> **EXERCISE OBJECTIVE**:
Return each record shown below exactly, with none omitted.

> **LISTED RECORDS**:
PR #266, opened 2023-09-19
[Bugfix] support k8s env which has no status.hostIP field

dujl:
In some serverless k8s env ,there is no status.hostIP field, and we do not use hostIp in StarRocks， so remove it.

### DIFF
--- a/pkg/k8sutils/templates/pod/spec.go
+++ b/pkg/k8sutils/templates/pod/spec.go
@@ -227,12 +227,6 @@ func Envs(spec v1.SpecInterface, config map[string]interface{}, feExternalServic
 			},
 		},
 		{
-			Name: "HOST_IP",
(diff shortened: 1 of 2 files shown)


yandongxiao:
Please sign the CLA

yandongxiao:
Direct deletion could lead to backward compatibility issues. Can we determine whether to add this environment variable by inspecting the status.hostIP field?

dujl:
> Direct deletion could lead to backward compatibility issues. Can we determine whether to add this environment variable by inspecting the status.hostIP field?

it is a redundancy field. Env var HOST_IP doesn't be used in starrocks

kevincai:
so the operator cr or helm chart values need an update as well?

yandongxiao (approved):

kevincai (approved):

PR #271, opened 2023-09-22
[Feature] support customize probe

yandongxiao:


pkg/apis/starrocks/v1/load_type.go
```diff
@@ -11,6 +11,9 @@ type loadInterface interface {
 	GetNodeSelector() map[string]string
 	GetAffinity() *corev1.Affinity
 	GetTolerations() []corev1.Toleration
+	GetStartupProbe() *corev1.Probe
```
kevincai, line 14: I would rather allow the user to specify the total tolerant of times for the probe, instead of specifying a different probe, which is only valuable for the users with deep understanding of sr deployment. Let's simplify it.

pkg/apis/starrocks/v1/load_type.go
```diff
@@ -84,6 +85,12 @@ type StarRocksLoadSpec struct {
 	// the reference for configMap which store the config info to start starrocks. e.g. be.conf, fe.conf, cn.conf.
 	// +optional
 	ConfigMapInfo ConfigMapInfo `json:"configMapInfo,omitempty"`
+
+	// StartupProbeFailureSeconds defines the total failure seconds of startupProbe.
+	// By default, the startupProbe use HTTP /api/health Probe, the failureThreshold is 60, the periodSeconds is 5.
```
kevincai, line 90: default failureThreshold is 60 and the periodSeconds is 5, this means the startup will fail if the pod can't start in 300 seconds. Your StartupProbeFailureSeconds is the total time of seconds before startupProbe give up and fail the container start.

pkg/k8sutils/templates/pod/spec.go
```diff
@@ -81,6 +69,19 @@ func getProbe(port int32, path string) corev1.ProbeHandler {
 	}
 }
 
+func completeProbe(failureSeconds *int32, defaultFailureThreshold int32, defaultPeriodSeconds int32,
+	probeHandler corev1.ProbeHandler) *corev1.Probe {
+	probe := &corev1.Probe{}
+	if failureSeconds != nil {
+		probe.FailureThreshold = (*failureSeconds) / defaultPeriodSeconds
```
kevincai, line 76: what if failureSeconds can't be divided by defaultPeriodSeconds, e.g. provided failureSeconds is 1, and defaultPeriodSeconds is 5, should the `FailureThreshold` evaluated to `0` or `1`?

yandongxiao: FailureThreshold will use be the default value, which is 3.

kevincai (approved):

PR #148, opened 2020-01-18
Expose Schema API 

jamiebrynes7:
Simple case of just swapping a few fields/structs to `pub` 😄

### DIFF
--- a/.idea/runConfigurations/Check.xml
+++ b/.idea/runConfigurations/Check.xml
@@ -7,7 +7,9 @@
     <option name="emulateTerminal" value="false" />
     <option name="backtrace" value="SHORT" />
     <option name="workingDirectory" value="file://$PROJECT_DIR$" />
-    <envs />
+    <envs>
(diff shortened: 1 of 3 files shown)


.idea/runConfigurations/Check.xml
```diff
@@ -7,7 +7,9 @@
     <option name="emulateTerminal" value="false" />
     <option name="backtrace" value="SHORT" />
     <option name="workingDirectory" value="file://$PROJECT_DIR$" />
-    <envs />
+    <envs>
+      <env name="SPATIAL_LIB_DIR" value="./dependencies" />
```
dgavedissian: ?

jamiebrynes7: I missed setting this environment variable in #142

jamiebrynes7:
> Is this API possibly too low level / hard to use, or does it seem fine when used?

I think its good, not everyone will consume the API at this level, but we leave the option open. It's more or less the same level/complexity as the schema APIs in the C# bindings SDK.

> **RESPONSE TO THIS EXERCISE**:
PR #266, opened 2023-09-19
[Bugfix] support k8s env which has no status.hostIP field

dujl:
In some serverless k8s env ,there is no status.hostIP field, and we do not use hostIp in StarRocks， so remove it.

### DIFF
--- a/pkg/k8sutils/templates/pod/spec.go
+++ b/pkg/k8sutils/templates/pod/spec.go
@@ -227,12 +227,6 @@ func Envs(spec v1.SpecInterface, config map[string]interface{}, feExternalServic
 			},
 		},
 		{
-			Name: "HOST_IP",
(diff shortened: 1 of 2 files shown)


yandongxiao:
Please sign the CLA

yandongxiao:
Direct deletion could lead to backward compatibility issues. Can we determine whether to add this environment variable by inspecting the status.hostIP field?

dujl:
> Direct deletion could lead to backward compatibility issues. Can we determine whether to add this environment variable by inspecting the status.hostIP field?

it is a redundancy field. Env var HOST_IP doesn't be used in starrocks

kevincai:
so the operator cr or helm chart values need an update as well?

yandongxiao (approved):

kevincai (approved):

PR #271, opened 2023-09-22
[Feature] support customize probe

yandongxiao:


pkg/apis/starrocks/v1/load_type.go
```diff
@@ -11,6 +11,9 @@ type loadInterface interface {
 	GetNodeSelector() map[string]string
 	GetAffinity() *corev1.Affinity
 	GetTolerations() []corev1.Toleration
+	GetStartupProbe() *corev1.Probe
```
kevincai, line 14: I would rather allow the user to specify the total tolerant of times for the probe, instead of specifying a different probe, which is only valuable for the users with deep understanding of sr deployment. Let's simplify it.

pkg/apis/starrocks/v1/load_type.go
```diff
@@ -84,6 +85,12 @@ type StarRocksLoadSpec struct {
 	// the reference for configMap which store the config info to start starrocks. e.g. be.conf, fe.conf, cn.conf.
 	// +optional
 	ConfigMapInfo ConfigMapInfo `json:"configMapInfo,omitempty"`
+
+	// StartupProbeFailureSeconds defines the total failure seconds of startupProbe.
+	// By default, the startupProbe use HTTP /api/health Probe, the failureThreshold is 60, the periodSeconds is 5.
```
kevincai, line 90: default failureThreshold is 60 and the periodSeconds is 5, this means the startup will fail if the pod can't start in 300 seconds. Your StartupProbeFailureSeconds is the total time of seconds before startupProbe give up and fail the container start.

pkg/k8sutils/templates/pod/spec.go
```diff
@@ -81,6 +69,19 @@ func getProbe(port int32, path string) corev1.ProbeHandler {
 	}
 }
 
+func completeProbe(failureSeconds *int32, defaultFailureThreshold int32, defaultPeriodSeconds int32,
+	probeHandler corev1.ProbeHandler) *corev1.Probe {
+	probe := &corev1.Probe{}
+	if failureSeconds != nil {
+		probe.FailureThreshold = (*failureSeconds) / defaultPeriodSeconds
```
kevincai, line 76: what if failureSeconds can't be divided by defaultPeriodSeconds, e.g. provided failureSeconds is 1, and defaultPeriodSeconds is 5, should the `FailureThreshold` evaluated to `0` or `1`?

yandongxiao: FailureThreshold will use be the default value, which is 3.

kevincai (approved):

PR #148, opened 2020-01-18
Expose Schema API 

jamiebrynes7:
Simple case of just swapping a few fields/structs to `pub` 😄

### DIFF
--- a/.idea/runConfigurations/Check.xml
+++ b/.idea/runConfigurations/Check.xml
@@ -7,7 +7,9 @@
     <option name="emulateTerminal" value="false" />
     <option name="backtrace" value="SHORT" />
     <option name="workingDirectory" value="file://$PROJECT_DIR$" />
-    <envs />
+    <envs>
(diff shortened: 1 of 3 files shown)


.idea/runConfigurations/Check.xml
```diff
@@ -7,7 +7,9 @@
     <option name="emulateTerminal" value="false" />
     <option name="backtrace" value="SHORT" />
     <option name="workingDirectory" value="file://$PROJECT_DIR$" />
-    <envs />
+    <envs>
+      <env name="SPATIAL_LIB_DIR" value="./dependencies" />
```
dgavedissian: ?

jamiebrynes7: I missed setting this environment variable in #142

jamiebrynes7:
> Is this API possibly too low level / hard to use, or does it seem fine when used?

I think its good, not everyone will consume the API at this level, but we leave the option open. It's more or less the same level/complexity as the schema APIs in the C# bindings SDK.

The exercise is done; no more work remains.